__Material for this task__:

Issue #796, opened 2019-02-14
Maven proxy settings are incorrectly passed to yarn


Borewit:
Version 1.6

frontend-maven-plugin calls yarn with:
```
yarn run build-prod --https-proxy=http://proxy:8080 --proxy=proxy:8080
```

Causing:
```
[ERROR] Unknown option: '--https-proxy'
[ERROR] Unknown option: '--proxy'
```

I think it should be:
```
yarn --https-proxy=http://proxy:8080 --proxy=proxy:8080 run build-prod
```

OldIMP:
same bug for npm

phuongnq:
Do we have any update on this issue?

mshepel:
It's resolved in version 1.12.0

neloman3:
There is the same problem with npm but 1.12.0 seems to be already bad

OmarHawk:
> It's resolved in version 1.12.0

It is not - and the PR is also still open. @eirslett any means to fix this issue from the plugin side?

gstolz:
problem also exists in version 1.12.1. Would be great to have a solution for this.
![Screenshot 2022-03-07 at 16 51 26](https://user-images.githubusercontent.com/10153918/157068831-05c13340-b7c6-4ccd-a272-e8865724190d.png)

PR #797, opened 2019-02-14
Fix yarn execution with Maven proxy defined

Borewit:
Issue #796


Borewit:
Maybe the arguments should be split it two:

1. Arguments passed to yarn, e.g. proxy
2. Arguments passed to script

If the second one is required, please let me know.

__Your assignment__:
Beginning at the line that holds "Do we have any update on this issue?", reproduce the lines exactly up to and including the final line of the entries.

__Task answer__:
Do we have any update on this issue?

mshepel:
It's resolved in version 1.12.0

neloman3:
There is the same problem with npm but 1.12.0 seems to be already bad

OmarHawk:
> It's resolved in version 1.12.0

It is not - and the PR is also still open. @eirslett any means to fix this issue from the plugin side?

gstolz:
problem also exists in version 1.12.1. Would be great to have a solution for this.
![Screenshot 2022-03-07 at 16 51 26](https://user-images.githubusercontent.com/10153918/157068831-05c13340-b7c6-4ccd-a272-e8865724190d.png)

PR #797, opened 2019-02-14
Fix yarn execution with Maven proxy defined

Borewit:
Issue #796


Borewit:
Maybe the arguments should be split it two:

1. Arguments passed to yarn, e.g. proxy
2. Arguments passed to script

If the second one is required, please let me know.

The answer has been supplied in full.